I really think your best chance is with a DOS machine running that CP/M floppy reading software I mentioned. I remember salvaging several CP/M floppies from an obscure Fujitsu CP/M computer using that program. Ah here we are, the program is called 22disk:

Digital Research - CPM FAQ

You may boot directly with FreeDOS or openDOS.
FreeDOS | The FreeDOS Project
Welcome to the DR-DOS/OpenDOS Enhancement Project!

vodoo wrote:
> I still have a lot of old 5.25 inch floppy disks

there are folks providing services such as transferring Super8 films,
AC/DC Albums, 78 RPM records of Bing Crosby (etc) and 35mm slides of
the '50/'60s onto DVDs…

i’d bet there are also folks who will do the same for most any
size/format floppy (or mainframe tape) you can find…but, i’ve not
googled…


palladium

Yes, you can connect 3.5" and 5.25" floppies on the same cable, only there are two types of connectors on the cable and drive, an older edge connector and a more recent socket style connector. Some cables had both types of connectors when both types of drives were in use.

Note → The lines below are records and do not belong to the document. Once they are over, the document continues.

Issue #1239, opened 2025-01-15
NetworkSet.from_mdif() fails to import MDIF files with noise parameters


jrmagers:
**Describe the bug**
`NetworkSet.from_mdif()` fails to import MDIF files with noise parameters.

**To Reproduce**
```Python
import skrf

ns_from_mdif = skrf.NetworkSet.from_mdif(r"amplifier.mdf")

Traceback (most recent call last):
  File "c:\repos\github\scikit-rf\awr\test.py", line 15, in <module>
    ns_from_mdif = skrf.NetworkSet.from_mdif(r"amplifier.mdf")
  File "C:\repos\github\scikit-rf\skrf\networkSet.py", line 348, in from_mdif
    return Mdif(file).to_networkset()
  File "C:\repos\github\scikit-rf\skrf\io\mdif.py", line 376, in to_networkset
    ns = NetworkSet(self.networks)
  File "C:\repos\github\scikit-rf\skrf\networkSet.py", line 160, in __init__
    raise(ValueError('All elements in list of Networks must have same number of ports'))
ValueError: All elements in list of Networks must have same number of ports
```

**Expected behavior**

A `NetworkSet()` object should be returned with the noise parameters populated.

**Data**

`amplifier.mdf` is attached inside `amplifier.zip`. This MDIF file has been validated to import into Microwave Office 24.1. See PR https://github.com/scikit-rf/scikit-rf/pull/1238.

**System**
 - OS: Windows 11
 - scikit-rf version: v0.1.5

[amplifier.zip](https://github.com/user-attachments/files/18430677/amplifier.zip)

PR #1258, opened 2025-02-25
Enable read of noisy mdf file

FranzForstmayr:


FranzForstmayr:
Closes #1239

FranzForstmayr:
The test shows that the "content" of the files is correct, however we loose some information from the comments currently. We can fix this later if really needed.

jhillairet (approved):

PR #1272, opened 2025-04-10
Update reference to nfmin in nf_circle 'see also' section

miek:
Just noticed that the [docs](https://scikit-rf.readthedocs.io/en/latest/api/generated/skrf.network.Network.nf_circle.html#skrf.network.Network.nf_circle) link to a non-existent property `nf_min`, this corrects that to `nfmin` and also adds a reference to `nfmin_db` (since it took me a minute to realise `nfmin` wasn't already in dB).


jhillairet:
Thanks!

PR #1278, opened 2025-04-22
Fix time_gate documentation

shanham:
The documentation for time_gate seems to indicate that both sec and nsec are the default. PR fixes this.


jhillairet (approved):
Thank you for your contribution !

The linter is picky: could you remove the trailing space after "nanoseconds" ?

I really think your best chance is with a DOS machine running that CP/M floppy reading software I mentioned. I remember salvaging several CP/M floppies from an obscure Fujitsu CP/M computer using that program. Ah here we are, the program is called 22disk:

Digital Research - CPM FAQ

Sydex does no longer support 22disk. They took it off the net. However I could use ImageDisk which needs dos. Next step will probably be to get one of the old boxes running. There seems to be no linux app capable of reading old CP/M floppies.

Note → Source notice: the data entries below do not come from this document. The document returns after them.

PR #1290, opened 2025-07-03
Add skrf version in touchstone header comment

daholzfeind:
This PR adds the version of skrf to the touchstone header, which is useful for later references.

### DIFF
--- a/skrf/network.py
+++ b/skrf/network.py
@@ -175,6 +175,7 @@ from scipy import stats  # for Network.add_noise_*, and Network.windowed
 from scipy.integrate import cumulative_trapezoid
 from scipy.interpolate import interp1d  # for Network.interpolate()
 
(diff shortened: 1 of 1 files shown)


jhillairet (approved):
OK, why not. should we add "v" before the number or is it clear enough like that?

daholzfeind:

Just google for it and you will find a copy somewhere. You really need a program that reprograms the PC floppy controller to handle the various CP/M floppy formats, which had all varieties sector and track layouts, and 22disk does that. That’s one thing the IBM PC brought, standardisation of the floppy format due to a common hardware architecture. CP/M did not mandate the hardware architecture.